Victory for workers at Baltimore Sheraton

BALTIMORE – The labor movement and its allies are celebrating victory in a six-year battle that restored union bargaining rights for hundreds of employees of Baltimore’s Sheraton City Center Hotel.

Unite Here Local 7 and International Union of Operating Engineers (OE) Local 37 held a festive rally near the hotel June 27 to celebrate their contract settlement. Local 7 Vice President Krista – Sthrathmore told the crowd, “This fight began on April 6, 2006. One owner and many managers are gone, but the workers are still here!”

Since late 2007 the unions have conducted a boycott campaign to force hotel management, Columbia Sussex, to bargain in good faith, to no avail. Two years ago the hotel was sold to Interstate Hotels. The new management understood that the boycott, sanctioned by the AFL-CIO, was hurting their bottom line. The workers won improvements in wages and benefits, ratified the contract and lifted the boycott.

Ernie Grecco, president of the Metropolitan Baltimore Council of AFL-CIO unions, congratulated the workers. Their victory “means a lot to Baltimore and the labor movement … Now people can come here to union hotels, which is very important.”

One Sheraton server interviewed by the People’s World said he’s been at the hotel for 15 years and became active in the union when the boycott was begun because he understood that conditions for the workers weren’t going to get better without winning the fight for union protection.

Jack Young, president of the Baltimore City Council, offered his congratulations, saying “Now I can come to the Sheraton again” after the long hard-fought campaign.

Maryland State Senator Verna Jones thanked the workers and Baltimore’s unions for “always being in the movement and keeping hope alive.”

Gloria Pack, former CWA officer and current staff member for City Councilwoman Helen Holton gave congratulations from Councilwoman Holton.

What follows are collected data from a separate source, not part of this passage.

PR #558, opened 2025-07-23
Add binary signature verification

code-asher:
I extracted the download function (since I needed to reuse it to download signatures) to a separate commit so it is easier to review the signature additions separately, if that is of interest.

This downloads the detached signature from Coder if available or releases.coder.com if not, then verifies the binary using that detached signature and the bundled public key.  The check is performed only when the binary is first download.

- [x] Add option to disable
- [x] Skip headers when requesting releases.coder.com
- [x] Tests (for signing, no tests for the UI changes, ideally we get something set up to do that at some point, although we could mock the VS Code APIs in the meantime...)


pgp-public.key
```diff
@@ -0,0 +1,99 @@
...
+hvI3eC7DBC8sXjJUxsrgFAkxQxSx/njP8f4HdUwhNnB1YA2/5IY5bk8QrXxzrAK1
+sbIAjpJdtPYOrZByyyj4ZpRcSm3ngV2n8yd1muJ5u+oRIQoGCdEIaweCj598jNFa
+k378ZA11hCyNFHjpPIKnF3tfsQ8vjDatoq4Asy+HXFuo1GA/lvNgNb3Nv4FUozuv
+JYJ0KaW73FZXlFBIBkMkRQE8TspHy2v/IGyNXBwKncmkszaiiozBd+T+1NUZgtk5
+9o5uKQwLHVnHIU7r/w/oN5LvLawLg2dP/f2u/KoQXMxjwLZncSH4+5tRz4oa/GMn
+k4F84AxTIjGfLJeXigyP6xIPQbvJy+8iLRaCpj+v/EPwAedbRV+u0JFeqqikca70
+aGN86JBOmwpU87sfFxLI7HdI02DkvlxYYK3vYlA6zEyWaeLZ3VNr6tHcQmOnFe8Q
+26gcS0AQcxQZrcWTCZ8DJYF+RnXjSVRmHV/3YDts4JyMKcD6QX8s/3aaldk=
+=dLmT
+-----END PGP PUBLIC KEY BLOCK-----
```
aslilac:
```suggestion
-----END PGP PUBLIC KEY BLOCK-----

```

all of the test files have trailing new lines but this one does not

src/pgp.ts
```diff
@@ -0,0 +1,92 @@
...
+	) {
+		super(message);
+	}
+
+	summary(): string {
+		switch (this.code) {
+			case VerificationErrorCode.Invalid:
+				return "Signature does not match";
+			default:
+				return "Failed to read signature";
```
aslilac, line 30:
```suggestion
				return "Failed to verify signature";
```

since this is the default, it might not necessarily be about reading I guess?

src/storage.ts
```diff
@@ -202,122 +204,38 @@ export class Storage {
...
-				"Accept-Encoding": "gzip",
-				"If-None-Match": `"${etag}"`,
-			},
-			decompress: true,
-			// Ignore all errors so we can catch a 404!
-			validateStatus: () => true,
+		// Download the binary to a temporary file.
+		await fs.mkdir(path.dirname(binPath), { recursive: true });
+		const tempFile =
+			binPath + ".temp-" + Math.random().toString(36).substring(8);
```
aslilac, line 210: this is such a silly way to get a couple random characters lol. I love it.

src/storage.ts
```diff
@@ -402,6 +320,236 @@ export class Storage {
...
+	 */
+	private async download(
+		client: AxiosInstance,
+		source: string,
+		writeStream: WriteStream,
+		headers?: AxiosRequestConfig["headers"],
+	): Promise<number> {
+		const baseUrl = client.defaults.baseURL;
+
+		const controller = new AbortController();
```
aslilac, line 335: I've known about this api for years and literally never seen someone use it in production. 🥹 so proud!!

src/pgp.ts
```diff
@@ -0,0 +1,92 @@
...
+			const error = `Unable to verify the authenticity of the binary: ${errToStr(e)}. The binary may have been tampered with.`;
+			logger?.warn(error);
+			return new VerificationError(VerificationErrorCode.Invalid, error);
+		}
+	} catch (e) {
+		const error = `Failed to read signature or binary: ${errToStr(e)}.`;
+		logger?.warn(error);
+		return new VerificationError(VerificationErrorCode.Read, error);
+	}
+	return true;
```
aslilac: I feel weird about returning errors in js. if these were `throw`n instead we could do something like...

```ts
try {
  await verifySignature(...);
  // more happy path here
} catch (error) {
  if (error instanceof VerificationError) {
    // unhappy path here
  }
}
```

which is maybe a bit noisier than what you're currently doing, but is also a bit more "when in rome", y'know?

aslilac (approved):
I'm gonna need you to sign a waiver indicating that you know I'm not a cryptography expert and will not be held responsible for any glaring security issues before you merge this 😝 but it looks good!

pgp-public.key
code-asher: This one is the real public key!  I figured I would leave it as it came to me :smile:

src/pgp.ts
code-asher: Ah true, there are only two error codes and the other is `read` so as it currently is this is accurate, but if in the future a code was added and someone did not update the switch statement, we could possibly return the wrong message.  I think I can make use of `never` instead in some way to force the switch to be exhaustive, will fix

src/storage.ts
code-asher: Ahaha I wish I could take credit but this was written by none other than Kyle himself (three years ago!  :open_mouth:)

pgp-public.key
aslilac: but I'm picky 😭 I swear, I'm gonna make a code formatter that just makes text files end with a new line

src/storage.ts
code-asher: lol I cannot lay claim to the silliness sadly, I think this came from Joe's era

I like it too though!

src/pgp.ts
code-asher: You are probably right, initially I did it that way but the added nesting felt like too much, although I did break things up after that so it would not be quite so bad now.  **Edit**: also the type checking is unfortunate, we have to add code to check this is a verification error but it can never be anything but that, actually I think this was the real reason.

Do you think I can get away with it if I call it `VerificationResult` instead lol

code-asher: Ehhhh nvm on second thought I will throw

pgp-public.key
code-asher: hahahahaha fair OK I will add a newline, I am just being paranoid about editing it lol

src/pgp.ts
code-asher: Waaaaiiit looks like TypeScript is smart about this now??  No need to do anything special.  When did that happen lol

So I can just replace `default` with `VerificationErrorCode.Read` and all is well.

Issue #330, opened 2024-07-30
Add search filter to sidebar


code-asher:
If you have many workspaces, it can be difficult to find the one you want.

One workaround is to run the `Coder: Open Workspace` (`coder.open`) command which should pop up something that can be searched.

yelnatscoding:
I've observed a delay in how new workspaces appear in the "All Workspaces" section compared to "My Workspaces." The refresh functionality in this PR addresses this by allowing the extension to promptly check for newly added workspaces.

matifali:
Can the search bar be moved to the sidebar too?

yelnatscoding:
Regarding a search bar or custom input fields, my research indicates the TreeView API is limited. It's not possible to embed or position such elements directly within the TreeView or immediately above it using native components, as the API is designed solely for hierarchical data display, not custom UI.

Consequently, the only viable approach is a Webview View.

This offers full HTML, CSS, and JavaScript control, custom event handling, and dynamic content integration. However, this signifies a fundamental shift: TreeViews rely on a TreeDataProvider for VS Code to render, while a Webview View requires manually building and rendering the entire UI (including all interactions) within its sandboxed environment.

Therefore, implementing this would necessitate a major overhaul of the current TreeView usage in the codebase.

yelnatscoding:
Once this PR is merged, you'll see the search functionality is quite intuitive: clicking the search icon directly focuses the search bar at the top of VS Code.

aslilac:
you can create the pr whenever you're ready

PR #562, opened 2025-07-29
feat: Add search filter to sidebar

yelnatscoding:
See - https://github.com/coder/vscode-coder/issues/330

Features added:
- Added these buttons "All workspaces" section (Clear, Refresh, and Search) See Image below - 
Image

- Clicking on 'Search icon' (Magnifying glass) toggles the Global search
   - VS Codes file tree system does not allow creating Input fields directly within the "All workspaces" section
Image

- Search uses a fuzzy search/substring method users can search via name, owner, template, or status of their workspaces
   - it prioritizes exact word matches first
   - fallback - substring search

## Before search

Image

## After search term typed

Image


src/workspacesProvider.ts
```diff
@@ -300,7 +310,90 @@ export class WorkspaceProvider
...
+
+		// Check for exact word matches (higher priority)
+		const hasExactWordMatch =
+			searchWords.length > 0 &&
+			searchWords.some((word) => {
+				// Escape special regex characters to prevent injection
+				const escapedWord = word.replace(/[.*+?^${}()|[\]\\]/g, "\\$&");
+				const wordBoundaryRegex = new RegExp(`\\b${escapedWord}\\b`, "i");
+				return wordBoundaryRegex.test(allText);
+			});
```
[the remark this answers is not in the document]
yelnatscoding: Thanks for the feedback! I'll implement the regex pre-compilation optimization.

src/workspacesProvider.ts
```diff
@@ -300,7 +310,90 @@ export class WorkspaceProvider
...
+			templateName,
+			status,
+			...agentNames,
+		].join(" ");
+
+		// Check for exact word matches (higher priority)
+		const hasExactWordMatch =
+			searchWords.length > 0 &&
+			searchWords.some((word) => {
+				// Escape special regex characters to prevent injection
```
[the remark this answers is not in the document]
yelnatscoding: Regarding the DoS concern - since this runs locally in VS Code, I'm not sure if we need to worry about malicious attacks, but I can add a reasonable length limit (e.g., 200 chars) to prevent accidental performance issues from very long search terms. (or if the user errantly pastes a very long string into the input). Does that sound reasonable?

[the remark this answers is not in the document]
yelnatscoding: Added a 200 char limit in this commit - https://github.com/coder/vscode-coder/pull/562/commits/3e340bfef4f5d22b1431ede606fd625180304f86

src/workspacesProvider.ts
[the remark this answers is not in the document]
yelnatscoding: addressed in this commit - https://github.com/coder/vscode-coder/pull/562/commits/3e340bfef4f5d22b1431ede606fd625180304f86

src/workspacesProvider.ts
```diff
@@ -300,7 +310,90 @@ export class WorkspaceProvider
...
+		const hasMatchingAgent = agentNames.some((agentName) =>
+			agentName.includes(searchTerm),
+		);
+
+		// Check if any agent metadata contains the search term
+		const hasMatchingMetadata = agents.some((agent) => {
+			const watcher = this.agentWatchers[agent.id];
+			if (watcher?.metadata) {
+				return watcher.metadata.some((metadata) => {
+					const metadataStr = JSON.stringify(metadata).toLowerCase();
```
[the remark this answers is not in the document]
yelnatscoding: addressed in this commit - https://github.com/coder/vscode-coder/pull/562/commits/3e340bfef4f5d22b1431ede606fd625180304f86

src/workspacesProvider.ts
```diff
@@ -300,7 +310,90 @@ export class WorkspaceProvider
...
+			searchWords.length > 0 &&
+			searchWords.some((word) => {
+				// Escape special regex characters to prevent injection
+				const escapedWord = word.replace(/[.*+?^${}()|[\]\\]/g, "\\$&");
+				const wordBoundaryRegex = new RegExp(`\\b${escapedWord}\\b`, "i");
+				return wordBoundaryRegex.test(allText);
+			});
+
+		// Check for substring matches (lower priority) - only if no exact word match
+		const hasSubstringMatch =
```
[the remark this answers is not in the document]
yelnatscoding: Addressed this in commit - https://github.com/coder/vscode-coder/pull/562/commits/3e340bfef4f5d22b1431ede606fd625180304f86

CHANGELOG.md
```diff
@@ -24,6 +24,12 @@
 - Add binary signature verification. This can be disabled with
   `coder.disableSignatureVerification` if you purposefully run a binary that is
   not signed by Coder (for example a binary you built yourself).
+- Add search functionality to the "All Workspaces" view with performance optimizations.
+  - Implement smart search that prioritizes exact word matches over substring matches.
+  - Add debounced search input (150ms delay) to improve responsiveness during typing.
+  - Pre-compile regex patterns and cache metadata strings for better performance.
+  - Include comprehensive error handling for malformed data and edge cases.
+  - Add input validation to prevent performance issues from long search terms.
```
aslilac: CHANGELOGs are primarily user-facing documentation. They're don't really care about the details of how the input is debounced, etc. A terse summary of the user impact is sufficient.

```suggestion
- Add search functionality to the "All Workspaces" view.
```

src/workspacesProvider.ts
```diff
@@ -52,6 +55,43 @@ export class WorkspaceProvider
 		// No initialization.
 	}
 
+	setSearchFilter(filter: string) {
+		// Validate search term length to prevent performance issues
+		if (filter.length > 200) {
+			filter = filter.substring(0, 200);
+		}
```
aslilac, line 62: what performance issue? why 200 characters?

src/workspacesProvider.ts
```diff
@@ -300,7 +348,178 @@ export class WorkspaceProvider
...
+				const watcher = this.agentWatchers[agent.id];
+				if (watcher?.metadata) {
+					watcher.metadata.forEach((metadata) => {
+						try {
+							metadataStrings.push(JSON.stringify(metadata).toLowerCase());
+						} catch (error) {
+							// Handle JSON serialization errors gracefully
+							this.storage.output.warn(
+								`Failed to serialize metadata for agent ${agent.id}: ${error}`,
+							);
```
aslilac, line 415: but now the metadata still gets cached even with a missing entry, right? this seems like a cache corruption bug

src/workspacesProvider.ts
```diff
@@ -300,7 +348,178 @@ export class WorkspaceProvider
...
+		const status = (
+			workspace.workspace.latest_build?.status || ""
+		).toLowerCase();
+
+		// Extract agent names with null safety
+		const agents = extractAgents(
+			workspace.workspace.latest_build?.resources || [],
+		);
+		const agentNames = agents
+			.map((agent) => (agent.name || "").toLowerCase())
```
aslilac:
```suggestion
			.map((agent) => agent.name.toLowerCase())
```

`agent.name` is `string`, this does nothing

src/workspacesProvider.ts
```diff
@@ -300,7 +348,178 @@ export class WorkspaceProvider
...
+	private extractSearchableFields(workspace: WorkspaceTreeItem): {
+		workspaceName: string;
+		ownerName: string;
+		templateName: string;
+		status: string;
+		agentNames: string[];
+		agentMetadataText: string;
+	} {
+		// Handle null/undefined workspace data safely
+		const workspaceName = (workspace.workspace.name || "").toLowerCase();
```
aslilac: same here

src/workspacesProvider.ts
```diff
@@ -300,7 +348,178 @@ export class WorkspaceProvider
...
+		const ownerName = (workspace.workspace.owner_name || "").toLowerCase();
```
aslilac: same here

src/workspacesProvider.ts
```diff
@@ -300,7 +348,178 @@ export class WorkspaceProvider
...
+		const templateName = (
+			workspace.workspace.template_display_name ||
+			workspace.workspace.template_name ||
+			""
```
aslilac: this first `||` does actually do something, because `template_display_name` can be empty, and this will fall back to `template_name`, but if both are empty then it'll be `""` anyway so the second `||` is redundant

src/workspacesProvider.ts
```diff
@@ -300,7 +348,178 @@ export class WorkspaceProvider
...
+		).toLowerCase();
+		const status = (
+			workspace.workspace.latest_build?.status || ""
```
aslilac: I'm not sure why there's a `?.` on `latest_build`, it isn't optional

src/workspacesProvider.ts
```diff
@@ -300,7 +348,178 @@ export class WorkspaceProvider
...
+		).toLowerCase();
+
+		// Extract agent names with null safety
+		const agents = extractAgents(
+			workspace.workspace.latest_build?.resources || [],
```
aslilac: same here, and the `|| []` does nothing because `resources` is also not optional

src/workspacesProvider.ts
```diff
@@ -300,7 +348,178 @@ export class WorkspaceProvider
...
+				// Escape special regex characters to prevent injection
+				const escapedWord = word.replace(/[.*+?^${}()|[\]\\]/g, "\\$&");
+				regexPatterns.push(new RegExp(`\\b${escapedWord}\\b`, "i"));
+			} catch (error) {
+				// Handle invalid regex patterns
+				this.storage.output.warn(
+					`Invalid regex pattern for search word "${word}": ${error}`,
+				);
+				// Fall back to simple substring matching for this word
+				continue;
```
aslilac: `continue` at the end of a loop doesn't really do anything

src/workspacesProvider.ts
```diff
@@ -300,7 +348,178 @@ export class WorkspaceProvider
...
+			...fields.agentNames,
+			fields.agentMetadataText,
+		].join(" ");
+
+		// Check for exact word matches (higher priority)
+		const hasExactWordMatch =
+			regexPatterns.length > 0 &&
+			regexPatterns.some((pattern) => {
+				try {
+					return pattern.test(allText);
```
aslilac: does `test` ever throw an error? it's only documented as returning a `boolean` on MDN and I can't even get it to throw a `TypeError`; it just coerces the value to bool.

src/commands.ts
```diff
@@ -684,6 +684,46 @@ export class Commands {
...
+
+		// Get current search filter to show in the input
+		const currentFilter = (await vscode.commands.executeCommand(
+			"coder.getWorkspaceSearchFilter",
+		)) as string;
+		if (currentFilter) {
+			quickPick.value = currentFilter;
+		}
+
+		quickPick.ignoreFocusOut = true; // Keep open when clicking elsewhere
```
aslilac, line 706: this seems like an odd thing to set. can you explain your rationale?

package.json
```diff
@@ -244,6 +256,21 @@
...
+				{
+					"command": "coder.searchWorkspaces",
+					"when": "coder.authenticated && coder.isOwner && view == allWorkspaces",
+					"group": "navigation"
+				},
+				{
+					"command": "coder.refreshWorkspaces",
+					"when": "coder.authenticated && coder.isOwner && view == allWorkspaces",
+					"group": "navigation"
+				},
```
aslilac, line 269: feels a little weird to put this in the middle

src/workspacesProvider.ts
```diff
@@ -300,7 +348,178 @@ export class WorkspaceProvider
...
+		const searchWords = searchTerm
+			.split(/\s+/)
+			.filter((word) => word.length > 0);
+
+		const regexPatterns: RegExp[] = [];
+		for (const word of searchWords) {
+			try {
+				// Escape special regex characters to prevent injection
+				const escapedWord = word.replace(/[.*+?^${}()|[\]\\]/g, "\\$&");
+				regexPatterns.push(new RegExp(`\\b${escapedWord}\\b`, "i"));
```
aslilac: it's a bit odd to me to try escaping these symbols instead of interpreting them as word boundaries

package.json
yelnatscoding: where do you suggest we move it to? or should we remove it entirely?

src/workspacesProvider.ts
yelnatscoding: image

it was mainly implemented due to this comment from Copilot

src/workspacesProvider.ts
yelnatscoding: Yes you are correct here is my understanding of what it does - 

Converts the argument to a string using ToString()
Returns true if the regex matches, false otherwise
Never throws an error - even with invalid inputs

src/workspacesProvider.ts
yelnatscoding: You're totally right! I was trying to solve: when searching "container", it should show Docker workspaces (since Docker is related to containers). So I wanted fuzzy matching rather than strict exact word matching. The regex approach gives us that flexibility - users can search for "container" and it'll match "Docker" workspaces. I can change this to interpret word boundaries.

src/commands.ts
yelnatscoding: Yes, here was my thought process on user behavior - 

When a user clicks outside the Quickpick (like on the workspace list or elsewhere in VS Code), the quickpick automatically closes

1. They type "docker", see the filtered results, but accidentally click outside -> Quickpick closes
2. User clicks on a workspace to see details, but that closes the search input
3. User has to reopen the search every time they want to redefine their search

With the current approach it solves the above scenarios. The context is still preserved in state (private searchFilter) so the filtered results will not change if the input closes - its more so just a means for the user to not have to click on the search button again if they are not satisfied or have not completed their search

src/workspacesProvider.ts
yelnatscoding: Also, i'd like to note: 

- each word in the search term gets compiled into a regex pattern even though we are moving to a word boundary search, we are then testing each word against every workspace
- we also run string operations .toLowerCase(), .split(), and multiple .includes() checks on concatenated text
- We're storing all of these regex patterns in memory

The 200 char limit was just an arbitrary number to limit the length of the search input

We could do the following - 

```
   const searchWords = searchTerm.split(/\s+/).filter(word => word.length > 0);
   if (searchWords.length > 10) {
       // Limit to first 10 words
   }
```

Let me know how we should proceed or what you suggest

src/workspacesProvider.ts
yelnatscoding: Yes, it you're right it never throws an error. That was just a bit of over engineering here. Will be removing this in next commit

src/workspacesProvider.ts
yelnatscoding: fixed this - https://github.com/coder/vscode-coder/pull/562/commits/de2dd41f600e73e1f8aa1bc6a961586451726501. We now only cache the data if all metadata is serialized successfully

src/workspacesProvider.ts
yelnatscoding: removed - https://github.com/coder/vscode-coder/pull/562/commits/de2dd41f600e73e1f8aa1bc6a961586451726501

src/workspacesProvider.ts
yelnatscoding: removed - https://github.com/coder/vscode-coder/pull/562/commits/de2dd41f600e73e1f8aa1bc6a961586451726501

src/workspacesProvider.ts
yelnatscoding: removed - https://github.com/coder/vscode-coder/pull/562/commits/de2dd41f600e73e1f8aa1bc6a961586451726501

src/workspacesProvider.ts
yelnatscoding: removed - https://github.com/coder/vscode-coder/pull/562/commits/de2dd41f600e73e1f8aa1bc6a961586451726501

EhabY:
Closing this in favor of https://github.com/coder/vscode-coder/pull/603 since it uses VS Code's own mechanism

The labor movement has waged a determined struggle to organize the workers employed at hotels, restaurants, Oriole Park, and the Ravens football stadium in Baltimore’s Inner Harbor over many years.

Over strong opposition, the city has pushed forward with hundreds of millions in taxpayer subsidies for expansion of the Baltimore Convention Center and the construction of a new Hilton Hotel. The Hilton is now city-owned with an occupancy rate of 64 percent, enough to pay for all its operating costs but not its construction debt burden.

The labor movement argues that facilities built with taxpayer dollars must uphold workers’ union rights or becomes accomplices in the super-exploitation of the workers.

Unite Here is currently locked in a fierce battle to organize the Inner Harbor Hyatt Regency Hotel which has engaged in union-busting tactics and arbitrary firing of employees. Construction of this Hyatt was subsidized by Baltimore taxpayers after the AFL-CIO reached a handshake agreement with Hyatt over union organizing.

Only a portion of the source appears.